Why Cardinal Kasper cannot see that changing Church discipline cannot ignore a change in Church doctrine remains a puzzle. If the second marriage is not “in the Lord” (1 Cor. 7:39), then the words of Christ to the Samaritan woman is applicable: “You are right in saying ‘I have no husband, for you have five husbands, and he whom you now have in not your husband; this you said truly” (John 4:17-18). In this case, not only will the Church be ignoring the clear and stern admonition of Our Lord on divorce and remarriage as constituting adultery (Mathew 19:9; Mark 10:10-12); but the will be guilty of facilitating the situation described by St. Paul: “Whoever, therefore, eats the bread or drinks the cup of the Lord in an unworthy manner will be guilty of profaning the body and blood of the Lord” (1 Cor. 11:27). Cardinal George Pell said it all: “On the question of divorce and remarriage, I am sticking with Jesus!” Kasper has to be reminded that the solution to the empty pews in the German Church is not a dilution of Christ’s teaching! The Lutherans already did that and the pews became emptier. The Church of England did that and more Muslims go to the Mosques on Fridays than Anglicans go to the Church on Sundays in England! A crisis of faith is met by a robust re-proposal of the joy of the gospel, to cite Pope Francis.

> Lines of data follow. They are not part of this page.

PR #3337, opened 2021-03-19
gfx: validator

YunHsiao:
now we can finally go crazy about all manners of validations

### DIFF
--- a/cocos/renderer/gfx-agent/BufferAgent.cpp
+++ b/cocos/renderer/gfx-agent/BufferAgent.cpp
@@ -56,7 +56,7 @@ void BufferAgent::doInit(const BufferInfo &info) {
 
 void BufferAgent::doInit(const BufferViewInfo &info) {
     BufferViewInfo actorInfo = info;
-    actorInfo.buffer         = ((BufferAgent *)info.buffer)->getActor();
+    actorInfo.buffer         = static_cast<BufferAgent *>(info.buffer)->getActor();
 
     ENQUEUE_MESSAGE_2(
         DeviceAgent::getInstance()->getMessageQueue(),
--- a/cocos/renderer/gfx-agent/BufferAgent.cpp
+++ b/cocos/renderer/gfx-agent/BufferAgent.cpp
@@ -68,7 +68,7 @@ void BufferAgent::doInit(const BufferViewInfo &info) {
         });
 }
 
-void BufferAgent::doResize(uint size) {
+void BufferAgent::doResize(uint size, uint count) {
     ENQUEUE_MESSAGE_2(
         DeviceAgent::getInstance()->getMessageQueue(),
         BufferResize,
--- a/cocos/renderer/gfx-validator/BufferValidator.h
+++ b/cocos/renderer/gfx-validator/BufferValidator.h
@@ -1,0 +1,51 @@
+/****************************************************************************
+ Copyright (c) 2020-2021 Xiamen Yaji Software Co., Ltd.
+
+ http://www.cocos.com
+
+ Permission is hereby granted, free of charge, to any person obtaining a copy
+ of this software and associated engine source code (the "Software"), a limited,
+ worldwide, royalty-free, non-assignable, revocable and non-exclusive license
+ to use Cocos Creator solely to develop games on your target platforms. You shall
+ not use Cocos Creator software for developing other software or tools that's
+ used for developing games. You are not granted to publish, distribute,
+ sublicense, and/or sell copies of Cocos Creator.
+
+ The software or tools in this License Agreement are licensed, not sold.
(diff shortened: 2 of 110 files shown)


cocos/renderer/gfx-agent/BufferAgent.cpp
```diff
@@ -68,7 +68,7 @@ void BufferAgent::doInit(const BufferViewInfo &info) {
         });
 }
 
-void BufferAgent::doResize(uint size) {
+void BufferAgent::doResize(uint size, uint count) {
```
minggo, line 71: What is the meaning of `count`?

YunHsiao: size / stride, passing here just to save the repetitive calculation on each backends

minggo: Got it. It is an internal function, no problem. But it is better to add some comment of `count`.

cocos/renderer/gfx-validator/BufferValidator.h
```diff
@@ -0,0 +1,51 @@
...
+
+    void update(void *buffer, uint size) override;
+
+protected:
+    void doInit(const BufferInfo &info) override;
+    void doInit(const BufferViewInfo &info) override;
+    void doResize(uint size, uint count) override;
+    void doDestroy() override;
+
+    vector<uint8_t> _buffer;
```
minggo, line 47: Should record it here? Can use actor's buffer? Or it will consume too much memory.

cocos/renderer/gfx-validator/DeviceValidator.cpp
```diff
@@ -0,0 +1,204 @@
...
+void DeviceValidator::present() {
+    _actor->present();
+}
+
+void DeviceValidator::setMultithreaded(bool multithreaded) {
+    _actor->setMultithreaded(multithreaded);
+}
+
+CommandBuffer *DeviceValidator::createCommandBuffer(const CommandBufferInfo &info, bool hasValidator) {
+    CommandBuffer *actor = _actor->createCommandBuffer(info, true);
```
caryliu1999, line 114: I haven't seen the use of the hasValidator parameter.

cocos/renderer/gfx-validator/BufferValidator.h
YunHsiao: The validator doesn't know about the underlying backend's data structure. It has to maintain its own data.

cocos/renderer/gfx-validator/DeviceValidator.cpp
YunHsiao: Oops, that's a mistake. the parameter is for device agent, not device validator.

cocos/renderer/gfx-validator/BufferValidator.h
minggo: Yep, you are right. But does it need to record data? Will the validation layer check its content?

YunHsiao: Most likely not. that's why the actual allocation only happens inside 'if (device->isRecording())' conditions

minggo: Sounds good.

cocos/renderer/gfx-validator/CommandBufferValidator.cpp
```diff
@@ -0,0 +1,228 @@
...
+}
+
+void CommandBufferValidator::doDestroy() {
+    _actor->destroy();
+}
+
+void CommandBufferValidator::begin(RenderPass *renderPass, uint subpass, Framebuffer *framebuffer) {
+    CCASSERT(!_insideRenderPass, "Already inside an render pass?");
+
+    _insideRenderPass = !!renderPass;
```
minggo, line 62: It is not clear to understand the logic.

cocos/renderer/gfx-validator/CommandBufferValidator.cpp
```diff
@@ -0,0 +1,228 @@
...
+
+    RenderPass * renderPassActor  = renderPass ? ((RenderPassValidator *)renderPass)->getActor() : nullptr;
+    Framebuffer *framebufferActor = framebuffer ? ((FramebufferValidator *)framebuffer)->getActor() : nullptr;
```
minggo, line 65: Please do not use c style cast.

cocos/renderer/gfx-validator/CommandBufferValidator.cpp
YunHsiao: Added some comments to that

minggo (approved):

caryliu1999 (approved):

At a time when the world is confused about the very meaning of marriage and the family, Catholicism owes the future of civilization the duty of offering to the world, once more, the beauty of marriage, “in the Lord,” – a union of one man and one woman, exclusive and open to the gift of life, forever – symbolizing the “forever” love of Christ for the Church (Ephesians 5:32-33). This is not the time for heterodoxy hidden under a false sense of “mercy” to dominate a synod of bishops. Catholicism cannot afford to speak from both sides of the mouth on the issue of marriage and the family. Fortunately, we have a rich magisterium to draw from: CastiConnubi, Gaudium et Spes, Humanae Vitae, FamiliarisConsortio, Evangelium Vitae, Deus Caritas Est, Evangelii Gaudium, the Catechism of the Catholic Church, and above all, the Sacred Scriptures, not leaving out the teaching of Fathers of the Church.

We thank God that the 2014 sausage-making Synod is over. We thank God for the bishops who stood for the faith of our fathers and mothers. Now is the time to journey deeply into the timeless teachings of our Holy Mother, the Church. Now is the time for Kasper to retire to a monastery and pray for the Church! Benedict XVI showed a beautiful and wonderful example of the apostolate of prayer worth emulating, when he abdicated the throne of Peter to take up the new position “at the foot of the cross” – in his own words, to pray for the Church!